The FAA approved a plan that it had screened, studied, chose,
and modified—a plan that it concedes substantially burdens
petitioners’ religious exercise. Such actions, no less than the
actions by the Government in pre-Smith cases, entitle
petitioners to the protection of RFRA and require us to review
the FAA’s actions through the lens of strict scrutiny.

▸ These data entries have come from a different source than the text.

PR #6634, opened 2026-04-03
Fix `spotbug-maven-plugin` usage

### LINKED ISSUE #2279: Fix `spotbug-maven-plugin` usage
Remove the obsolete kie-build-tools dependency from SpotBugs configuration.

Currently, drools defines spotbugs-maven-plugin in 4 submodules: drools-base, drools-compiler, drools-core, and drools-drl-parser.

In build-parent/pom.xml, the plugin used to depend on external org.kie:kie-build-tools:${project.version}. That artifact points to an old non-Apache module and 999-SNAPSHOT is not available anymore.

```
   <groupId>com.github.spotbugs</groupId>
          <artifactId>spotbugs-maven-plugin</artifactId>
          <version>${version.com.github.spotbugs-maven-plugin}</version>
          <dependencies>
            <dependency>
              <groupId>org.kie</groupId>
              <artifactId>kie-build-tools</artifactId>
              <version>${project.version}</version>
            </dependency>
          </dependencies>
```

yesamer:
Closes https://github.com/apache/incubator-kie-issues/issues/2279

Summary of Changes in This PR

- Removed the kie-build-tools dependency from the SpotBugs configuration. It points to an old external module, and version 999-SNAPSHOT is no longer available, which breaks dependency resolution.
- Removed references to missing SpotBugs exclude filter files. These references pointed to files that no longer exist and to the kie-build-tools JAR.
- Upgraded the spotbugs-maven-plugin.
- Fixed a potential NullPointerException detected by the `spotbugs-maven-plugin`.

As a follow-up, we could agree to enable the `spotbugs-maven-plugin` in this project’s submodules (namely `drools-base`, `drools-compiler`, `drools-core`, and `drools-drl-parser` that already declare it) so that the build fails when SpotBugs detects any issues at compile time.
It appears there was already an intention to enable this behavior in the past, since the following configuration is present in the Drools build-parent POM:
```
    <!-- Set to "true" on every project that has no violations. -->
    <spotbugs.failOnViolation>false</spotbugs.failOnViolation>
```

To enable this in specific submodules, we should:

1. In the target submodule’s pom.xml, set spotbugs.failOnViolation to true under <properties>.
2. Keep the spotbugs-maven-plugin execution bound to the verify phase, with both the spotbugs and check goals enabled:

```
<plugin>
  <groupId>com.github.spotbugs</groupId>
  <artifactId>spotbugs-maven-plugin</artifactId>
  <executions>
    <execution>
      <id>spotbugs</id>
      <phase>verify</phase>
      <goals>
        <goal>spotbugs</goal>
        <goal>check</goal>
      </goals>
    </execution>
  </executions>
</plugin>
```

### DIFF
--- a/build-parent/pom.xml
+++ b/build-parent/pom.xml
@@ -177,8 +177,7 @@
     <enforcer.failOnBannedDependencies>true</enforcer.failOnBannedDependencies>
     <!-- Set to "true" on every project that has no violations. -->
     <spotbugs.failOnViolation>false</spotbugs.failOnViolation>
-    <!-- replaces findbugs-maven-plugin -->
-    <version.com.github.spotbugs-maven-plugin>3.1.8</version.com.github.spotbugs-maven-plugin>
+    <version.com.github.spotbugs-maven-plugin>4.9.8.3</version.com.github.spotbugs-maven-plugin>
 
     <version.maven.min>3.8.1</version.maven.min>
     <!-- property for productisation to know the last released version -->
@@ -1935,19 +1934,11 @@
           <groupId>com.github.spotbugs</groupId>
           <artifactId>spotbugs-maven-plugin</artifactId>
           <version>${version.com.github.spotbugs-maven-plugin}</version>
-          <dependencies>
-            <dependency>
-              <groupId>org.kie</groupId>
-              <artifactId>kie-build-tools</artifactId>
-              <version>${project.version}</version>
-            </dependency>
-          </dependencies>
           <configuration>
             <maxRank>6</maxRank>
             <effort>Max</effort>
             <xmlOutput>true</xmlOutput>
             <failOnError>${spotbugs.failOnViolation}</failOnError>
-            <excludeFilterFile>spotbugs-excludes.xml</excludeFilterFile>
           </configuration>
         </plugin>
         <plugin>
--- a/drools-base/pom.xml
+++ b/drools-base/pom.xml
@@ -214,9 +214,6 @@
       <plugin>
         <groupId>com.github.spotbugs</groupId>
         <artifactId>spotbugs-maven-plugin</artifactId>
-        <configuration>
-          <excludeFilterFile>${project.basedir}/src/main/spotbugs/spotbugs-exclude.xml</excludeFilterFile>
-        </configuration>
       </plugin>
 
     </plugins>
--- a/drools-base/src/main/java/org/drools/base/definitions/impl/KnowledgePackageImpl.java
+++ b/drools-base/src/main/java/org/drools/base/definitions/impl/KnowledgePackageImpl.java
@@ -614,7 +614,7 @@ public class KnowledgePackageImpl
             Class<?> typeClass = null;
             try {
                 typeClass = typeDeclaration.getTypeClass();
-                if (typeClass != null || !typeClass.isPrimitive()) {
+                if (typeClass != null && !typeClass.isPrimitive()) {
                     Class<?> cls = getPackageClassLoader().loadClass(typeClass.getName());
                     typeDeclaration.setTypeClass(cls);
                 }
--- a/drools-base/src/main/java/org/drools/base/definitions/impl/KnowledgePackageImpl.java
+++ b/drools-base/src/main/java/org/drools/base/definitions/impl/KnowledgePackageImpl.java
@@ -833,4 +833,3 @@ public class KnowledgePackageImpl
         this.cloningResources.put(key, resource);
     }
 }
-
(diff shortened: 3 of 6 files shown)


tkobayas (approved):

Rikkola (approved):
Worth using.

drools-base/src/main/java/org/drools/base/definitions/impl/KnowledgePackageImpl.java
```diff
@@ -614,7 +614,7 @@ public void wireTypeDeclarations() {
             Class<?> typeClass = null;
             try {
                 typeClass = typeDeclaration.getTypeClass();
-                if (typeClass != null || !typeClass.isPrimitive()) {
+                if (typeClass != null && !typeClass.isPrimitive()) {
```
gitgabrio, line 617: 🤔

build-parent/pom.xml
```diff
@@ -1935,19 +1934,11 @@
...
-              <artifactId>kie-build-tools</artifactId>
-              <version>${project.version}</version>
-            </dependency>
-          </dependencies>
           <configuration>
             <maxRank>6</maxRank>
             <effort>Max</effort>
             <xmlOutput>true</xmlOutput>
             <failOnError>${spotbugs.failOnViolation}</failOnError>
-            <excludeFilterFile>spotbugs-excludes.xml</excludeFilterFile>
```
gitgabrio, line 1950: out of curiosity: do you know why that exclude was there and how it behaved ?

drools-base/pom.xml
```diff
@@ -214,9 +214,6 @@
       <plugin>
         <groupId>com.github.spotbugs</groupId>
         <artifactId>spotbugs-maven-plugin</artifactId>
-        <configuration>
```
gitgabrio, line 217: out of curiosity: do you know why that exclude was there and how it behaved ?

drools-compiler/pom.xml
```diff
@@ -185,7 +185,6 @@
           <groupId>com.github.spotbugs</groupId>
           <artifactId>spotbugs-maven-plugin</artifactId>
           <configuration>
-            <excludeFilterFile>${project.basedir}/src/main/spotbugs/spotbugs-exclude.xml</excludeFilterFile>
```
gitgabrio, line 188: Same as above

drools-core/pom.xml
```diff
@@ -225,9 +225,6 @@
       <plugin>
         <groupId>com.github.spotbugs</groupId>
         <artifactId>spotbugs-maven-plugin</artifactId>
-        <configuration>
```
gitgabrio, line 228: Same as above

drools-drl/drools-drl-parser/pom.xml
```diff
@@ -105,7 +105,6 @@
                     <groupId>com.github.spotbugs</groupId>
                     <artifactId>spotbugs-maven-plugin</artifactId>
                     <configuration>
-                        <excludeFilterFile>${project.basedir}/src/main/spotbugs/spotbugs-exclude.xml</excludeFilterFile>
```
gitgabrio, line 108: Same as above

build-parent/pom.xml
yesamer: @gitgabrio Yes, you can find that file here --> https://github.com/kiegroup/droolsjbpm-build-bootstrap/tree/main/kie-build-tools/src/main/resources, imported through kie-build-tools dependency
It contains a single rule. 
I didn't find any other reference.

drools-base/src/main/java/org/drools/base/definitions/impl/KnowledgePackageImpl.java
yesamer: That is a bug spotted by spotbugs-maven-plugin

gitgabrio: Yes, clearly is a bug.. My doubt is that "in theory" it should throw a NPE (the right-side should be executed only when typeClass is `null`, IINW), but it no-one noticed that until now... anyway, good catch 😄

gitgabrio (approved):

drools-base/src/main/java/org/drools/base/definitions/impl/KnowledgePackageImpl.java
yesamer: @gitgabrio Yes! I think that plugin is quite useful, we should evaluate to enable it some modules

     Under RFRA’s strict scrutiny test, the government must
demonstrate a “compelling governmental interest,” and use
the “least restrictive means” of furthering that interest. 42
U.S.C. § 2000bb-1(a), (b). Here, the FAA advances two
compelling interests: delay reduction and increased capacity.
The FAA claims that its “Preferred Alternative,” which
requires the relocation of St. Johannes Cemetery, would
produce the greatest delay reduction and increased capacity.
Petitioners proffered several alternatives that they claim
would achieve those same interests while saving St. Johannes
Cemetery. For example, they argued that shifting one runway
350 feet would preserve the cemetery and still achieve the
FAA’s objectives.

     Under the demands of strict scrutiny, when “a plausible,
least restrictive alternative is offered . . . , it is the
Government’s obligation to prove that the alternative will be
ineffective to achieve its goals.” United States v. Playboy
Entm’t Group, 529 U.S. 803, 816 (2000). “A governmental
body that imposes a ‘substantial’ burden on a religious
practice must demonstrate, and not just assert, that the
[decision] at issue is the least restrictive means of achieving a
compelling governmental interest.” O’Bryan v. Bureau of
Prisons, 349 F.3d 399, 401 (7th Cir. 2003).

    The FAA offered only conclusory responses to
                              9

petitioners’ proposed alternatives. The FAA, however, must
“show with . . . particularity how its admittedly strong
interest[s] . . . would be adversely affected by” the various
alternatives that would spare St. Johannes Cemetery from
relocation. See Yoder, 406 U.S. at 236 (emphasis added).
Without such a showing, we cannot determine if any of these
alternatives are a less restrictive means of satisfying the
FAA’s compelling interests. Thus, I would remand this case
to the FAA to make such a showing.

     Today, the majority holds that a federal agency’s intense
involvement in a plan that substantially burdens religious
exercise does not create a burden recognizable under RFRA.
I find it difficult to reconcile this outcome with either the
plain language of RFRA or the free exercise jurisprudence
that guides its interpretation. In enacting RFRA, Congress
intended to reach “all cases where free exercise of religion is
substantially burdened” by the Federal Government, 42
U.S.C. § 2000bb(b)(1) (emphasis added), with the purpose of
“restor[ing] the compelling interest test” established in
Sherbert and Yoder, id. The majority’s holding today
improperly narrows the reach and frustrates the purpose of
RFRA. Accordingly, I respectfully dissent from Part II of the
Court’s opinion but otherwise concur.